### [Required work]
Each line of the data below holding the word "identifier" must be copied.

### [Information given]
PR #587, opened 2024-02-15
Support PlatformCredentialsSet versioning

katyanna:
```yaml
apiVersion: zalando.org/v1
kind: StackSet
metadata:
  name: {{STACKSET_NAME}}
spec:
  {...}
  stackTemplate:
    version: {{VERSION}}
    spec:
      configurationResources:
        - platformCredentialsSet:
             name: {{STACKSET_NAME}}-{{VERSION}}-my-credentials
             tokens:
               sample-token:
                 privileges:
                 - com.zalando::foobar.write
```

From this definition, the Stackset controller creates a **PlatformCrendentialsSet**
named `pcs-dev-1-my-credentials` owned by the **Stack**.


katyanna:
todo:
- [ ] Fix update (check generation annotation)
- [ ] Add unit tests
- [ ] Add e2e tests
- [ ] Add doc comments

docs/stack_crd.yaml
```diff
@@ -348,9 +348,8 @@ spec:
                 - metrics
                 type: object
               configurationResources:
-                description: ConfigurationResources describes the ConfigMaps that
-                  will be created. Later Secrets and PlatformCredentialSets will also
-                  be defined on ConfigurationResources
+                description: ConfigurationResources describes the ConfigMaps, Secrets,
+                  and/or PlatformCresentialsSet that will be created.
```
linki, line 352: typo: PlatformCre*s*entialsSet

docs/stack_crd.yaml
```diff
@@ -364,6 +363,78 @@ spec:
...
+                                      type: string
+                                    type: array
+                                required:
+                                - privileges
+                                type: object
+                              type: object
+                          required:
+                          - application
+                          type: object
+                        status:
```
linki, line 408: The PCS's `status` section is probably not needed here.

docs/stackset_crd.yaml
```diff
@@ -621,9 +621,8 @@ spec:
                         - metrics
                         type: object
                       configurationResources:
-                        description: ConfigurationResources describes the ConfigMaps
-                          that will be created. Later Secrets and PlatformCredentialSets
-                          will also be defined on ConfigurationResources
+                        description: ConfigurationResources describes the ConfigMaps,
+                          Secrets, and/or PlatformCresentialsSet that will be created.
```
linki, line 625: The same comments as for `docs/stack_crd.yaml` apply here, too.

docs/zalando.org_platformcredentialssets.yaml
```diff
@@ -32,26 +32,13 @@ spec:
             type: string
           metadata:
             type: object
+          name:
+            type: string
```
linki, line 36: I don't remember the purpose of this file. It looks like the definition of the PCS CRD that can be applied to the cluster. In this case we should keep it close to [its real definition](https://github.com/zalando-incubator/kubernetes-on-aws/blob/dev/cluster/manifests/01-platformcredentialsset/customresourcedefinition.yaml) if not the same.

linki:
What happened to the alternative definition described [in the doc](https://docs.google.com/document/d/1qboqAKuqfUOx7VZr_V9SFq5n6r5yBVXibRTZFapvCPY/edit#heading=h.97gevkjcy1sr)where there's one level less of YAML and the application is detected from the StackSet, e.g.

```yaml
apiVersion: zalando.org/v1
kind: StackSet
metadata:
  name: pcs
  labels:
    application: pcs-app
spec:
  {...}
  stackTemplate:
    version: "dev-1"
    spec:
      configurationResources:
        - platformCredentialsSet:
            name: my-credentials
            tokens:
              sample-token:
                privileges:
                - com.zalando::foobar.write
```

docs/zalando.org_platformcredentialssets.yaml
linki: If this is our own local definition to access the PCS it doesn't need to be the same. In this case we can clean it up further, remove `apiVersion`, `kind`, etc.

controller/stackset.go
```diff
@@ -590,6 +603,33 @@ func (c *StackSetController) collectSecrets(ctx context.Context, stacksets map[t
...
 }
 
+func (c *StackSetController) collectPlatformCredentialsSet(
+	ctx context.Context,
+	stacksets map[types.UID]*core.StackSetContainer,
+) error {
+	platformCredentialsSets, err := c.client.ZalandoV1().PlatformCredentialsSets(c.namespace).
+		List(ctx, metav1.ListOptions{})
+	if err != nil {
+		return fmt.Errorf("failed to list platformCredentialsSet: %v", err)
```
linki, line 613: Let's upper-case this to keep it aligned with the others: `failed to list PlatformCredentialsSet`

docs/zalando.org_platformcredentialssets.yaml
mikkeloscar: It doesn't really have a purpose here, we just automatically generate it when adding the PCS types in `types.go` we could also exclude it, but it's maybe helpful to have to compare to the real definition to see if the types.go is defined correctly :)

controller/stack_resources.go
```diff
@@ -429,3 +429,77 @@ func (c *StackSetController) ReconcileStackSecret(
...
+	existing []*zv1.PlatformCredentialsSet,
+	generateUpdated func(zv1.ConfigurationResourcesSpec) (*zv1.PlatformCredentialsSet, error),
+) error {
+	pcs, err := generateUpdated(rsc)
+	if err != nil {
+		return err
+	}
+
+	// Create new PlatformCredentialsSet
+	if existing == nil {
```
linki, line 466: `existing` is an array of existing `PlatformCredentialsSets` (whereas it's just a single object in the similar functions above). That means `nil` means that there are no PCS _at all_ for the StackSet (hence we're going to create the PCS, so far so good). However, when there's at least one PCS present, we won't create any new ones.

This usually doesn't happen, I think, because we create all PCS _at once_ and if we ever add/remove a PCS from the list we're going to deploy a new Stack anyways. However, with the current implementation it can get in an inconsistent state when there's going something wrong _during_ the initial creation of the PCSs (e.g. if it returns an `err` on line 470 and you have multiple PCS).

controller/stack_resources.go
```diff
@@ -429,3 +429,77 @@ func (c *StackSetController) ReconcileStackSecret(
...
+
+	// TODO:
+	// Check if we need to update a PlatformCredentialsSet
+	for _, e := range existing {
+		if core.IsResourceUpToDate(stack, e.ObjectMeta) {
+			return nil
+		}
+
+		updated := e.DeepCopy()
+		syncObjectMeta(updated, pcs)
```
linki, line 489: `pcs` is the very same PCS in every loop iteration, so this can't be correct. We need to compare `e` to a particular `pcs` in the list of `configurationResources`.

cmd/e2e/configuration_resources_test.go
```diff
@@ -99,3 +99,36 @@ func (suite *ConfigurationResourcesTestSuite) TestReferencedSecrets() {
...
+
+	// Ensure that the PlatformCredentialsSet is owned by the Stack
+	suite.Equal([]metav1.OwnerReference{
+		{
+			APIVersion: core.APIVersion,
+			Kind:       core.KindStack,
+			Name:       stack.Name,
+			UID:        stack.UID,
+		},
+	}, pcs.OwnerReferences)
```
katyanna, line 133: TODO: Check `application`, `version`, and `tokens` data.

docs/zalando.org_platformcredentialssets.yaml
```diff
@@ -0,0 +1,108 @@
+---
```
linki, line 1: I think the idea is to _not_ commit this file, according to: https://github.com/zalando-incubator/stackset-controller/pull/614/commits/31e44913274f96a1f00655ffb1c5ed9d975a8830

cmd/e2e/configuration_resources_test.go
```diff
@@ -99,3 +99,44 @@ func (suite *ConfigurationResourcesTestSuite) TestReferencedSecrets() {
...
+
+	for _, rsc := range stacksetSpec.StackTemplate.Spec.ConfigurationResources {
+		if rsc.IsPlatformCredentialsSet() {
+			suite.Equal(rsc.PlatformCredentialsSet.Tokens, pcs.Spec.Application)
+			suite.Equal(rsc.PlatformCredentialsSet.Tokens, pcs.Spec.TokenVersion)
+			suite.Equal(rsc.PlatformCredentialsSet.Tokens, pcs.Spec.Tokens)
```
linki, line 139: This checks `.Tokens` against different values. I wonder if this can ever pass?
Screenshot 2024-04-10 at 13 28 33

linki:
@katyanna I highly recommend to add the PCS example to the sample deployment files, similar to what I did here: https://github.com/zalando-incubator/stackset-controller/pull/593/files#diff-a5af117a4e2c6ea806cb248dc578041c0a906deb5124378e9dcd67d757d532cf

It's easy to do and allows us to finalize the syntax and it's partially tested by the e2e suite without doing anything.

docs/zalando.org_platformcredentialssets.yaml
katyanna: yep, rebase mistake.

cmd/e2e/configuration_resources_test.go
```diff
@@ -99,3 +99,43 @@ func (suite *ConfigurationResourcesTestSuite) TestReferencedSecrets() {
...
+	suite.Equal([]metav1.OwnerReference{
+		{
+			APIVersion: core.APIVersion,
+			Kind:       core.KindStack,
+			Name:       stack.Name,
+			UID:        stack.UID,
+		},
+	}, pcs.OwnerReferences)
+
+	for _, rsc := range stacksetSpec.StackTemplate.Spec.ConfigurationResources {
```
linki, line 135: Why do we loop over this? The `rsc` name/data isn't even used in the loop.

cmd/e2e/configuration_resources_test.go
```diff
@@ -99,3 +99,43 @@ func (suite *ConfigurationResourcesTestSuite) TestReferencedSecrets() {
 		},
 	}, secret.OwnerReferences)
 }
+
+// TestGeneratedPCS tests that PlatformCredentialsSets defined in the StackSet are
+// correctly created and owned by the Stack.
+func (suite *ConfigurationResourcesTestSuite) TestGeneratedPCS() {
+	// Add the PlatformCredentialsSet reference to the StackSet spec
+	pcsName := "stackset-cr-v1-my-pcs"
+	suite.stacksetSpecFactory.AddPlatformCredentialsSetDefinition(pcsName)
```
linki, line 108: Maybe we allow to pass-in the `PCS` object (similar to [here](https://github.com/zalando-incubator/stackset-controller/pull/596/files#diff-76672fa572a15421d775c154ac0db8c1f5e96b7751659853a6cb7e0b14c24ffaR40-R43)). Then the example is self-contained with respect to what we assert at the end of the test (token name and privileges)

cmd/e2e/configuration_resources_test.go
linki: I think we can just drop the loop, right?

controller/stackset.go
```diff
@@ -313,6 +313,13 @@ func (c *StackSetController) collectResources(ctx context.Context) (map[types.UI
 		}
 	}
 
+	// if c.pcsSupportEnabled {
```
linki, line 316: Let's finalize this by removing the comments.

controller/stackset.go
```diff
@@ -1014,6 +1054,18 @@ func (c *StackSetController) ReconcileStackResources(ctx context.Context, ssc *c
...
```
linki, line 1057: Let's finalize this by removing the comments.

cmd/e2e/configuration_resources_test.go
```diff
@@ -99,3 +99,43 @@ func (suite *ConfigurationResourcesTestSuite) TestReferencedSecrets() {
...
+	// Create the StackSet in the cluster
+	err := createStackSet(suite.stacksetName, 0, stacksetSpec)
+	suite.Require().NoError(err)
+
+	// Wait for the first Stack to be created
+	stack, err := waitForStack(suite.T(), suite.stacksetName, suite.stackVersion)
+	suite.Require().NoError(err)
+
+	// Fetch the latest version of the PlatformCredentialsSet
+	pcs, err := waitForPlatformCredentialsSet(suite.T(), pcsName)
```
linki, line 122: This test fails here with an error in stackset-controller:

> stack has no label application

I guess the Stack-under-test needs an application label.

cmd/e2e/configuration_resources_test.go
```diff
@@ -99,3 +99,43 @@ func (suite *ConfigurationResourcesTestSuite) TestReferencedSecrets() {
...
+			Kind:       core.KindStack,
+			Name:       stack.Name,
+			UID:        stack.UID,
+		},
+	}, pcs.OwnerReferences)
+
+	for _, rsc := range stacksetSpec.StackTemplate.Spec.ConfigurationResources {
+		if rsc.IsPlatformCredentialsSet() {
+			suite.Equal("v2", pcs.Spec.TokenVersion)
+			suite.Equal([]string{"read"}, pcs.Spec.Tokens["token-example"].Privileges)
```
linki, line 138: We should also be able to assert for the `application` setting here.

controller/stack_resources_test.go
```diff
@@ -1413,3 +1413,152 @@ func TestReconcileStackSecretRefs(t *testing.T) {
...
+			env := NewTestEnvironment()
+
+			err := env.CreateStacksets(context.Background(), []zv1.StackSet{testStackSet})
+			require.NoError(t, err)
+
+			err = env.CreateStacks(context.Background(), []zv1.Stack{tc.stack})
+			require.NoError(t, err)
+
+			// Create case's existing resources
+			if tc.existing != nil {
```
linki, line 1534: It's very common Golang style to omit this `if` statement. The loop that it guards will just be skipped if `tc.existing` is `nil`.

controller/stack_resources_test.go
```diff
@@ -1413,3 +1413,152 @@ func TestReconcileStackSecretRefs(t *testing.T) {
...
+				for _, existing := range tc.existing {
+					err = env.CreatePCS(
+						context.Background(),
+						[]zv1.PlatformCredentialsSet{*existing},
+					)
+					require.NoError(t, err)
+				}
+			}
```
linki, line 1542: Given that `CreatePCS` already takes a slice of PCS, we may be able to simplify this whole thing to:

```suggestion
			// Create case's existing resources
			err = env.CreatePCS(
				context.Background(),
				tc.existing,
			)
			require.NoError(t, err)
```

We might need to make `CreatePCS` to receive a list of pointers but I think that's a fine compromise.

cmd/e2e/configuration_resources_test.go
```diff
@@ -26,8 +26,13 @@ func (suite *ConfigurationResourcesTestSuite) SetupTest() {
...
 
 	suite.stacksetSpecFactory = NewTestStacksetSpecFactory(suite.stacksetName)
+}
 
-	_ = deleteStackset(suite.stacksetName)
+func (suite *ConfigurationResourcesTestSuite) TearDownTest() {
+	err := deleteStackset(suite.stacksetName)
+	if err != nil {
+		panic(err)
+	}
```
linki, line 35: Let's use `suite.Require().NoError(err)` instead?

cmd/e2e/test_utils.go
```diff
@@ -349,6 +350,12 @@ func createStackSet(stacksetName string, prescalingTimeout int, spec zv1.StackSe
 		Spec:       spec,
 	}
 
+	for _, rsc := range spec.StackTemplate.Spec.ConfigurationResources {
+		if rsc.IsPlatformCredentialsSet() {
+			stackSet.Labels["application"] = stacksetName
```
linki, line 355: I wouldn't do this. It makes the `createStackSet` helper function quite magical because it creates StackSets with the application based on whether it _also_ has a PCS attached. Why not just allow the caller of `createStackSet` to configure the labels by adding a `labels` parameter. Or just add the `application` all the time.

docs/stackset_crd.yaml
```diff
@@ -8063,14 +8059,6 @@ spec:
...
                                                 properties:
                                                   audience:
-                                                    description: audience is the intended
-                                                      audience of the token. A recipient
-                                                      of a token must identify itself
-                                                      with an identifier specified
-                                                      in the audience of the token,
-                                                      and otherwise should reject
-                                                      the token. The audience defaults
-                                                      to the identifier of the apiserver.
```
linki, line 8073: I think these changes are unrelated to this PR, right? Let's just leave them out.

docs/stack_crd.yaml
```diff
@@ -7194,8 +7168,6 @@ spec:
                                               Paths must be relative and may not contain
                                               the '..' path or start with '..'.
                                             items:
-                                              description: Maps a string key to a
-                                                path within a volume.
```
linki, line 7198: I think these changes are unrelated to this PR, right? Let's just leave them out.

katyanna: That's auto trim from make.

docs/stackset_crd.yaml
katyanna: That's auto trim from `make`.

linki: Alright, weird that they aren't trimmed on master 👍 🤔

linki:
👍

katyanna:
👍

### [Reply to the task]
-                                                      with an identifier specified
-                                                      to the identifier of the apiserver.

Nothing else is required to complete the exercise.